What you have to do:
In the records below, find the line with "function areTypesEquivalent(a: ts.Type, b: ts.Type)" and the line with "If either type". Print both exactly, along with every line between them, and no other line.

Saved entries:
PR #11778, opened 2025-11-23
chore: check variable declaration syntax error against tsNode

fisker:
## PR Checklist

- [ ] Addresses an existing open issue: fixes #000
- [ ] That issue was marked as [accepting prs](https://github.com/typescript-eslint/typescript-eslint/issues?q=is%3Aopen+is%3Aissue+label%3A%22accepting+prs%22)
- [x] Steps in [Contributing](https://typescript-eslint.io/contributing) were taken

==

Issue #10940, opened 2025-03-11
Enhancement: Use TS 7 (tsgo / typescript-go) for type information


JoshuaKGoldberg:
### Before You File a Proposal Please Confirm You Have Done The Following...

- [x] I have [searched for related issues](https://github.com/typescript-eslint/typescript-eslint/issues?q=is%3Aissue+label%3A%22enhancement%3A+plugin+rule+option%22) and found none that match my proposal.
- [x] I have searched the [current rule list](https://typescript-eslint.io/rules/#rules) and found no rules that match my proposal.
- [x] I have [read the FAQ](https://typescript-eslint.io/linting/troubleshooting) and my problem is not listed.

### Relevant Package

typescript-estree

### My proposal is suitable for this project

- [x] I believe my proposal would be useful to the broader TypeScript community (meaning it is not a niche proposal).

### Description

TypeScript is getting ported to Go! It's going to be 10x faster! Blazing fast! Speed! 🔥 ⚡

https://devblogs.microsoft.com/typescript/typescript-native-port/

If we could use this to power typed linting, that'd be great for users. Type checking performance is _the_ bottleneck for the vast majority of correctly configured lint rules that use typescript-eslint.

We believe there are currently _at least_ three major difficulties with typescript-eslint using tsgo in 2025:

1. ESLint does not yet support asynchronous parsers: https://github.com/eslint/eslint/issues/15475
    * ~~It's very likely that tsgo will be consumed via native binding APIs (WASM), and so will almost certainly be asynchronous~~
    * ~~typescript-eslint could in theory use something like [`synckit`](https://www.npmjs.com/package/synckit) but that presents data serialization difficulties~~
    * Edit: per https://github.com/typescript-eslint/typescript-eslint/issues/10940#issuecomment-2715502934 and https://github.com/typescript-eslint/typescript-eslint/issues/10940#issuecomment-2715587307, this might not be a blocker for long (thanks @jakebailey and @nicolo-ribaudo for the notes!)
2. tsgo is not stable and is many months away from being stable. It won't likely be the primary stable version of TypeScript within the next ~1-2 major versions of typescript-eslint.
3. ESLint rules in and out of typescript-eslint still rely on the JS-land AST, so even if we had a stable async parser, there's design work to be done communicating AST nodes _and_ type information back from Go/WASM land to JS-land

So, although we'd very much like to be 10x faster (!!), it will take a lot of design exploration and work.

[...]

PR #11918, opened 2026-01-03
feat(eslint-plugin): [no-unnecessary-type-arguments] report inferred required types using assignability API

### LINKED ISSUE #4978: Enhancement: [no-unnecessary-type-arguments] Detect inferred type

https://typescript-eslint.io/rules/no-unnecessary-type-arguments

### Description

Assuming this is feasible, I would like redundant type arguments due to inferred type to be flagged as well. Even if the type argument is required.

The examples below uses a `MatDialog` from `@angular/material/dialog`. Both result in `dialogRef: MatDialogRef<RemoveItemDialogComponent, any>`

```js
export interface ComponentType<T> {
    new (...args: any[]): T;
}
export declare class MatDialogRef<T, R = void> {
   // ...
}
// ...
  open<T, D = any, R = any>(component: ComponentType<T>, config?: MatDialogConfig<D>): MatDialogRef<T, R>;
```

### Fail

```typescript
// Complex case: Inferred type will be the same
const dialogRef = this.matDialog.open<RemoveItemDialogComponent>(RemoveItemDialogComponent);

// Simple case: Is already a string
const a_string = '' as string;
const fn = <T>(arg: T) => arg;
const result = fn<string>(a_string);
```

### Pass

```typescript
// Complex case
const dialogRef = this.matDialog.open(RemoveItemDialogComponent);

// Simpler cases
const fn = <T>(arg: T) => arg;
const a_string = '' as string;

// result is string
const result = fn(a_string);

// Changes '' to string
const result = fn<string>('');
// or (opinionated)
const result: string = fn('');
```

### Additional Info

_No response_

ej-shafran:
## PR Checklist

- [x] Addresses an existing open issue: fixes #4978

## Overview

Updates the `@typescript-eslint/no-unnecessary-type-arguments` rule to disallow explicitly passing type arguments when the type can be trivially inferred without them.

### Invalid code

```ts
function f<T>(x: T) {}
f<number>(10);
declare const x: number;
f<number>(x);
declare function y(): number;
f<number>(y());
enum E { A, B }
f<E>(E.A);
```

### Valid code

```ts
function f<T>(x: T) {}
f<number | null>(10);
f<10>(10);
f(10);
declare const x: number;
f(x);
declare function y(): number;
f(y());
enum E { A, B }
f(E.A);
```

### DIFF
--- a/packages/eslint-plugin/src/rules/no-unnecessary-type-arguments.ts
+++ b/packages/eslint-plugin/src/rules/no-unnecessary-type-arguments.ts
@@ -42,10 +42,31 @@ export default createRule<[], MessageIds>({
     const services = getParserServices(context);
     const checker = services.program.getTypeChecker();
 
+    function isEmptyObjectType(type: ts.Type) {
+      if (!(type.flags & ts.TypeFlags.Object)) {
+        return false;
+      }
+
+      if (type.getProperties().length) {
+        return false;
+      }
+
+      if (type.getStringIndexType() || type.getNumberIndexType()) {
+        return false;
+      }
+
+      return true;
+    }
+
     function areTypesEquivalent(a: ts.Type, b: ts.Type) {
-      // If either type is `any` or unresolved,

Written answer:
     function areTypesEquivalent(a: ts.Type, b: ts.Type) {
-      // If either type is `any` or unresolved,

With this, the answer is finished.